Unread postby gg3 » Fri 19 Jan 2007, 08:00:31

Re. BW and his statement that love has the half-life of a cup of yogurt sitting on the windowsill:

I don't suppose he has children or knows anyone who does...?

Any parents here care to address that point? Did your love for your kids last longer than a proverbial cup of yogurt on the windowsill?

Anyone here been in a marriage or equivalent relationship longer than the life of a cup of yogurt on the windowsill?

Medicvet has it right on target. And most vets i.e. people who have seen the hell of war up close & personal, will agree. Including those who have pulled the trigger and used the bayonet, and those who did it on reflex and didn't puke the second time or thereafter, and those who would pull the trigger and use the bayonet again any time under legal orders of their chain of command.

This topic, as with others, turns into the fundamental debate between lawfulness and lawlessness, between the socialized and the sociopaths, and in the present case, between hunting & defense on one hand, and wanton thuggery on the other. Plain and simple. And everyone in the middle gets to choose.

One more thing about sociopaths. They have impaired neurophysiological development. That's a euphemism for a brain that hasn't grown properly and doesn't work quite right in subtle ways. You can see it on the cat scans and MRI. Doesn't bode well for their strategic & tactical ability.
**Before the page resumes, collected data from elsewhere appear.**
PR #1724, opened 2026-07-10
[python] expose Channel buffer_resources (objectFIFO depth) knob

atassis:
The placed-API `Channel` wrapper only exposed `sym_name`/`broadcast_shape`/`size`,
so a Python dataflow design could not pin the lowered `aie.objectfifo` depth even
though the mechanism already exists at the IR level: `air.channel` carries a
`buffer_resources` attribute (default 1) that `AIRToAIEPass` uses as the
objectFIFO depth (`ChannelOp::getBufferResources`, `AIRToAIEPass.cpp`), covered by
`test/Conversion/AIRToAIE/air_channel_to_objectfifo_buffer_resources.mlir`.

This adds `buffer_resources: Optional[int]` to `Channel.__init__`, mirroring the
existing `broadcast_shape` attribute handling, plus a python-binding lit test. It
lets dataflow pin a deeper FIFO (e.g. depth 2 for producer/consumer overlap)
without hand-editing the lowered IR.

## Changes
- `python/air/dialects/_air_ops_ext.py`: accept an optional `buffer_resources`
  argument on `Channel.__init__` and emit it as an i64 attribute when set.
- `python/test/dialect/channel_buffer_resources.py`: new lit test asserting the
  default (no attribute) and explicit depth-2 / depth-4 cases.


erwei-xilinx:
Thanks for this PR, @atassis. It's a well-scoped fix that closes a real gap. 

A few notes on the Copilot review comments before merge:

Default-case check (worth fixing): `# CHECK: air.channel @chan_default []` is a prefix match — it would still pass even if `buffer_resources` were erroneously emitted. Please add a `// CHECK-NOT: buffer_resources` after that line so the default (depth 1, no attribute) is actually guarded.

Positional-arg order (cheap hardening, optional): inserting `buffer_resources` before `loc/ip` shifts their positional meaning. I checked all current callers and they use keyword args, so nothing breaks today — but making the new param keyword-only (or placing it after `ip`) removes the future footgun for a one-line cost. Your call.

The `brittle-[] {…}` and `IntegerAttr-normalize/reject-depth-<1` comments I'd suggest declining: the assembly format is stable, callers pass plain ints, and the extra validation adds surface for an internal knob without real benefit.

So: no. 1 please, no. 2 if you agree it's worth it, and feel free to dismiss the other two with a quick note.

atassis:
@erwei-xilinx hi! Have made a commit per your request, hope that is enough to merge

Here's one small example. A guy holds up a liquor store, gets a big handful of loot. Before he leaves he demands a bottle. The shopkeeper says "you don't look 21." The robber hands over his ID, grabs the bottle, and leaves. Yes, leaves his ID on the counter. The police scooped him up in no time. Slam dunk case. Bye-bye baddie!

Love wins. Lawfulness wins. Defense wins. And thuggery ends up in prison or buried in a barbarian's grave on the outskirts of town.

The question I have for the advocates of wanton thuggery is, if we catch you trying to snipe our farmers or invade our property, would you rather end up in the sheriff's custody and on trial before a jury, or would you rather die fighting? We can proceed either way.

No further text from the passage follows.